*** Opening of Data in this exercise ***

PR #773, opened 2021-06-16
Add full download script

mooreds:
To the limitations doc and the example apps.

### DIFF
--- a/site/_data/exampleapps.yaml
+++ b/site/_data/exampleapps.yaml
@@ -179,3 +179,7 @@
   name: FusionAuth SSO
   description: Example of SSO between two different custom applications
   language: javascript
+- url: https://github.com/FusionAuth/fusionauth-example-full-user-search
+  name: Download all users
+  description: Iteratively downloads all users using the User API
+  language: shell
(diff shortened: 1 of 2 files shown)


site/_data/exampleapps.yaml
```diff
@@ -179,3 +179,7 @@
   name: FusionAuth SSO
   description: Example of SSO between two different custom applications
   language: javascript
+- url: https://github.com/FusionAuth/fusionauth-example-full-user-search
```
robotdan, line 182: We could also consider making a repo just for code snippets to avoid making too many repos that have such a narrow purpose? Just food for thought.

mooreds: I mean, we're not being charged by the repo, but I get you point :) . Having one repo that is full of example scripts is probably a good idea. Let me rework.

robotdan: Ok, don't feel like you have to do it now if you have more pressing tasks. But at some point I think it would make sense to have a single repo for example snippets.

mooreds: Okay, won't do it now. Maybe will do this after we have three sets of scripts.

*** Close of Data in this exercise ***

- **Task directions**:
Copy out all lines from the records where the word "repo" appears.

- **Result of the exercise**:
robotdan, line 182: We could also consider making a repo just for code snippets to avoid making too many repos that have such a narrow purpose? Just food for thought.
mooreds: I mean, we're not being charged by the repo, but I get you point :) . Having one repo that is full of example scripts is probably a good idea. Let me rework.
robotdan: Ok, don't feel like you have to do it now if you have more pressing tasks. But at some point I think it would make sense to have a single repo for example snippets.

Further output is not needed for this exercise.